A: Lev was at the forefront of the fight to defend the comics industry against government censorship, in legislatures, before judges, and in the court of public opinion. The two most prominent anti-comics figures in the 1950s were Dr. Fredric Wertham, whose sensational Seduction of the Innocent fomented fears about the impact on kids, and Estes Kefauver of Tennessee, who led a high-profile investigation of comics in the U.S. Senate.  Lev debated both of these men on live radio and television. Reminding audiences that at least half of his readers were actually adults, his favorite argument in defense of comics was to point to their popularity: "I am certain comics are good because we sell so many of them." Who were these elitist critics to tell people what to read? Of course, Lev was looking to sell as many comics as possible—and some of his titles were indeed pretty gruesome, especially for the time. 

 

But Lev really did believe that comics could be beneficial: they helped kids learn to read, and taught important lessons about the dangers of crime.

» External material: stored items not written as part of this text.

PR #5085, opened 2023-12-10
feat(cli): add option to skip core check in translate cli commands

charIeszhao:
## Summary

Add a new opiton "--skip-core-check" in translate cli commands, which would be useful in our "website" project

## Testing

Locally tested

## Checklist

- [ ] `.changeset`
~~- [ ] unit tests~~
~~- [ ] integration tests~~

### DIFF
--- a/packages/cli/src/commands/translate/index.ts
+++ b/packages/cli/src/commands/translate/index.ts
@@ -16,6 +16,11 @@ const translate: CommandModule = {
         type: 'string',
         describe: 'The path to your Logto instance directory',
       })
+      .option('skip-core-check', {
+        alias: 'sc',
+        type: 'boolean',
+        describe: 'Skip checking if the core package is existed',
+      })
       .command(create)
       .command(listTags)
       .command(sync)
--- a/packages/cli/src/utils.ts
+++ b/packages/cli/src/utils.ts
@@ -7,7 +7,7 @@ import { promisify } from 'node:util';
 
 import { ConsoleLog } from '@logto/shared';
 import type { Optional } from '@silverhand/essentials';
-import { assert, conditionalString } from '@silverhand/essentials';
+import { assert, conditional, conditionalString } from '@silverhand/essentials';
 import chalk from 'chalk';
 import type { Progress } from 'got';
 import { got } from 'got';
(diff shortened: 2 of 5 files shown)


packages/cli/src/utils.ts
```diff
@@ -197,9 +197,9 @@ const validatePath = async (value: string) => {
   return true;
 };
 
-export const inquireInstancePath = async (initialPath?: string) => {
+export const inquireInstancePath = async (initialPath?: string, skipValidation?: boolean) => {
   const inquire = async () => {
-    if (!initialPath && (await validatePath('.')) === true) {
+    if (!initialPath && ((await validatePath('.')) === true || skipValidation)) {
```
darcyYe, line 202: `skipValidation || (await validatePath('.')) === true`
if the `skipValidation` is true then no need to check the value of `validatePath`?

packages/cli/src/utils.ts
```diff
@@ -197,9 +197,9 @@ const validatePath = async (value: string) => {
   return true;
 };
 
-export const inquireInstancePath = async (initialPath?: string) => {
+export const inquireInstancePath = async (initialPath?: string, skipValidation?: boolean) => {
```
darcyYe, line 200: the naming is not that clear, we use `skipValidatation` here but `skipCoreCheck` in other places. Need to align them and also some comments could help reviewers to understand

packages/cli/src/commands/translate/index.ts
```diff
@@ -16,6 +16,11 @@ const translate: CommandModule = {
         type: 'string',
         describe: 'The path to your Logto instance directory',
       })
+      .option('skip-core-check', {
```
gao-sun, line 19: this option should be at the same level as the check

packages/cli/src/utils.ts
charIeszhao: Good point

packages/cli/src/utils.ts
charIeszhao: Thanks, good point indeed

packages/cli/src/commands/translate/index.ts
charIeszhao: You mean one level down? I thought defining here would benefit all these `create`, `sync`, `sync-keys` commands

charIeszhao: Per offline discussion this is not a problem. Move on.

darcyYe (approved):

.changeset/few-turtles-crash.md
```diff
@@ -0,0 +1,6 @@
+---
+"@logto/cli": patch
```
wangsijie, line 2: Should be minor? A new feature is added.

charIeszhao: ok np

gao-sun (approved):

PR #5113, opened 2023-12-18
feat(schemas): add column protected_app_metadata

wangsijie:
## Summary

Alter table `applications` to add new column `protected_app_configs`.

## Testing

The existing tests should pass.

## Checklist

- [ ] `.changeset`
- [ ] unit tests
- [ ] integration tests

### DIFF
--- a/packages/schemas/src/seeds/application.ts
+++ b/packages/schemas/src/seeds/application.ts
@@ -27,6 +27,7 @@ export const buildDemoAppDataForTenant = (tenantId: string): Application => ({
   type: ApplicationType.SPA,
   oidcClientMetadata: { redirectUris: [], postLogoutRedirectUris: [] },
   customClientMetadata: {},
+  protectedAppMetadata: null,
   isThirdParty: false,
   createdAt: 0,
 });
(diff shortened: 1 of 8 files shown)


packages/schemas/src/seeds/application.ts
```diff
@@ -27,6 +27,7 @@ export const buildDemoAppDataForTenant = (tenantId: string): Application => ({
   type: ApplicationType.SPA,
   oidcClientMetadata: { redirectUris: [], postLogoutRedirectUris: [] },
   customClientMetadata: {},
+  protectedAppConfigs: null,
```
gao-sun, line 30: should we align with the `metadata` convention?
```suggestion
  protectedAppMetadata:{},
```

packages/schemas/tables/applications.sql
```diff
@@ -12,6 +12,7 @@ create table applications (
   type application_type not null,
   oidc_client_metadata jsonb /* @use OidcClientMetadata */ not null,
   custom_client_metadata jsonb /* @use CustomClientMetadata */ not null default '{}'::jsonb,
+  protected_app_configs jsonb /* @use ProtectedAppConfigs */,
```
gao-sun, line 15: should be not null?

wangsijie: I think it should be nullable:

1. Other type of applications do not need this field.
2. We are unable to genrate a default metadata for other apps since there are some required fields.

gao-sun (approved):
remember to change the title

PR #5114, opened 2023-12-18
feat(core): route for add protected application

wangsijie:
## Summary

Modify `POST /applications` for new protected app.

## Testing

Unit and integration tests.

## Checklist

- [ ] `.changeset`
- [x] unit tests
- [x] integration tests

### DIFF
--- a/packages/core/src/routes/applications/application.ts
+++ b/packages/core/src/routes/applications/application.ts
@@ -4,7 +4,6 @@ import {
   buildDemoAppDataForTenant,
   InternalRole,
   ApplicationType,
-  applicationPatchGuard,
 } from '@logto/schemas';
 import { generateStandardId, generateStandardSecret } from '@logto/shared';
 import { conditional } from '@silverhand/essentials';
@@ -20,7 +19,12 @@ import { parseSearchParamsForSearch } from '#src/utils/search.js';
 
 import type { AuthedRouter, RouterInitArgs } from '../types.js';
 
-import { applicationResponseGuard, applicationCreateGuard } from './types.js';
+import {
+  applicationResponseGuard,
+  applicationCreateGuard,
+  applicationPatchGuard,
+} from './types.js';
+import { buildProtectedAppMetadata } from './utils.js';
 
 const includesInternalAdminRole = (roles: Readonly<Array<{ role: Role }>>) =>
   roles.some(({ role: { name } }) => name === InternalRole.Admin);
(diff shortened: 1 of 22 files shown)


packages/core/src/routes/applications/application.ts
```diff
@@ -127,12 +128,17 @@ export default function applicationRoutes<T extends AuthedRouter>(
...
     }),
     async (ctx, next) => {
-      const { oidcClientMetadata, ...rest } = ctx.guard.body;
+      const { oidcClientMetadata, protectedAppMetadata, ...rest } = ctx.guard.body;
 
       if (!EnvSet.values.isDevFeaturesEnabled && rest.type === ApplicationType.Protected) {
         throw new Error('dev feature for protected app is not enabled');
       }
 
+      assertThat(
```
simeng-li, line 137: should also guard the patch method?

packages/core/src/routes/applications/application.ts
```diff
@@ -147,10 +153,25 @@ export default function applicationRoutes<T extends AuthedRouter>(
...
+          rest.type === ApplicationType.Protected &&
+            protectedAppMetadata && {
+              protectedAppMetadata: {
+                host: protectedAppMetadata.host,
+                origin: protectedAppMetadata.origin,
+                sessionDuration: defaultProtectedAppSessionDuration,
+                pageRules: defaultProtectedAppPageRules,
+              },
+            }
+        ),
```
simeng-li, line 174: `buildProtectedAddMetadata` ?

packages/core/src/routes/applications/types.ts
```diff
@@ -12,8 +13,21 @@ export const applicationResponseGuard: typeof Applications.guard = EnvSet.values
...
+    protectedAppMetadata: true,
+  })
+  .extend({
+    protectedAppMetadata: z
+      .object({
+        host: z.string(),
+        origin: z.string(),
+      })
+      .optional(),
+  });
```
simeng-li, line 27: should guard by the devFeatureEnabled ?

packages/core/src/routes/applications/application.ts
wangsijie: Updated, this field is removed from patch guard until the patch route is ready

packages/core/src/routes/applications/application.ts
wangsijie: updated

packages/core/src/routes/applications/types.ts
wangsijie: updated

simeng-li (approved):

PR #5121, opened 2023-12-19
refactor(console): update upsell instruction for m2m app & resource creation

xiaoyijun:
## Summary

- Update instuction phrase
- Skip m2m quota guard for paid plan since the m2m app will be an add-on feature
- Skip API resources quota guard for paid plan since the API resource will be an add-on feature
- Add loading state to `useSubscribe` hook since we need to display loading state befor navigating to the checkout page
- Support customizing the upgrade plan action and add a loading state for `QuotaFooter` component, since sometimes we will need to navigate to the checkout page from the upgrade button on the footer.
- Reorg the API resources `CreateForm` component code by extracting the footer logic into a new component, since the fallback logic is complex.
- Add 2 hooks to manage application and API resources usage, since they will be used in more than one place in later PRs.

### Fixes
This PR also fix a bug mentioned in the [slack thread](https://silverhand-io.slack.com/archives/C0243P3E4KS/p1693296629382389). In short, the total application count should include machine-to-machine apps.

## Testing

image

## Checklist

~~- [ ] `.changeset`~~
~~- [ ] unit tests~~
~~- [ ] integration tests~~

### DIFF
--- a/packages/console/src/hooks/use-api-resources-usage.ts
+++ b/packages/console/src/hooks/use-api-resources-usage.ts
@@ -1,0 +1,37 @@
+import { isManagementApi } from '@logto/schemas';
+import { useContext, useMemo } from 'react';
+import useSWR from 'swr';
+
+import { type ApiResource } from '@/consts';
+import { isCloud } from '@/consts/env';
+import { TenantsContext } from '@/contexts/TenantsProvider';
+import { hasReachedQuotaLimit } from '@/utils/quota';
+
+import useSubscriptionPlan from './use-subscription-plan';
+
+const useApiResourcesUsage = () => {
+  const { currentTenantId } = useContext(TenantsContext);
+  const { data: currentPlan } = useSubscriptionPlan(currentTenantId);
+  /**
+   * Note: we only need to fetch all resources when the user is in cloud environment.
+   * The oss version doesn't have the quota limit.
+   */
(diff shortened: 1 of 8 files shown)


packages/console/src/hooks/use-api-resources-usage.ts
```diff
@@ -0,0 +1,37 @@
...
+import useSubscriptionPlan from './use-subscription-plan';
+
+const useApiResourcesUsage = () => {
+  const { currentTenantId } = useContext(TenantsContext);
+  const { data: currentPlan } = useSubscriptionPlan(currentTenantId);
+  /**
+   * Note: we only need to fetch all resources when the user is in cloud environment.
+   * The oss version doesn't have the quota limit.
+   */
+  const { data: allResources } = useSWR<ApiResource[]>(isCloud && 'api/resources');
```
wangsijie, line 19: How about a hook `useUsage(key)`, and return `hasReachedLimit` false for non cloud environment

wangsijie (approved):
Overall LGTM

packages/console/src/hooks/use-api-resources-usage.ts
xiaoyijun: When more usage hooks are introduced in the future, we will consider implementing a unified approach for handling them. For now, we are adopting a more straightforward method for better comprehension.

PR #5129, opened 2023-12-20
feat(core,schemas,phrases): add application sign-in-experience apis

simeng-li:
## Summary

Add application sign-in-experience APIs.

To better support the Logto as IdP (third-party application) feature, we have introduced several application-level sign-in-experience settings like branding, displayName, and terms of use URL.  All of these application-level settings will be used on the user's consent page to present more application details to the user.

This PR includes the following update:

And Lev was categorically opposed to government censorship, which he called "un-American." His position ultimately prevailed in the courts, and we now know that Dr. Wertham's arguments—including his outlandish claim that comics promoted homosexuality—were based on flimsy research and doctored data. But the hysteria led the industry to self-censor, effectively banning Lev's popular crime comics. The Comics Code did a more effective job than the government ever could have.